Typically, single service units have a priority focus on their service’s needs. Investment in intelligence systems for these units can be patchy as a result. These historical arrangements worked well when the intelligence needed by operational military personnel was more neatly divided between air, sea and land. But they are not suitable for the world of hi-tech military gear that Defence has and will buy much more of in coming decades.

The gap that needs to be filled is in providing a system that takes advantage of the huge amount of electronic data that Defence is able to collect before and during conflict. This is about creating a virtuous loop — where war-fighters’ needs are met by tailored intelligence data and where war-fighters collect the raw data that the intelligence analysts need to provide support.

The terabytes of data that new ships, submarines and aircraft can collect require a back-office enterprise that can handle data at unprecedented volumes and speed, and make use of it for everything from tactical operations to strategic level decision-making by government.

A key change gives one person — the new chief of defence intelligence — clear authority over intelligence investments, and over training and staffing of intelligence functions, civilian and military.

At the same time the approach integrates effectively with the bigger national intelligence community. Slowly, but at gathering pace, Australia’s intelligence system is moving from agencies working in silos towards a shared, integrated enterprise. This is a welcome development.

Inside the Australian Signals Directorate, it seems the relatively new position of military principal deputy, which was about ensuring the newly independent statutory agency continued to be very closely connected to the military and its requirements, now reverts to a more junior role. Across time, though, ASD’s technology investments must align increasingly with the big Defence intelligence enterprise being created. It will be interesting to observe that tango for power and resources.

The intelligence that Defence collects is not only useful for wartime commanders and operational units. It’s also vital for decision-makers from the cabinet room down. So, getting the innards of the Defence intelligence machine working is vital to national security as well as providing information for military operators.

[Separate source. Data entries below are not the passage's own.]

PR #1813, opened 2015-12-12
Configurable snapping

TheMarex:
This makes it configurable from profiles whether to not snap to road or not. This is useful for ferries and the like where snapping makes no sense.

- [x] Rebase on develop
- [x] Write test to verify the behaviour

All this happened just last Friday. Australia is not just being passively hunted by China. Nationally and internationally we are shaping responses that will toughen our capabilities as we face down the biggest strategic challenge to democracy since the fall of the Soviet Union.

Peter Jennings is the executive director, and Michael Shoebridge the director for defence, strategy and national security, at the Australian Strategic Policy Institute.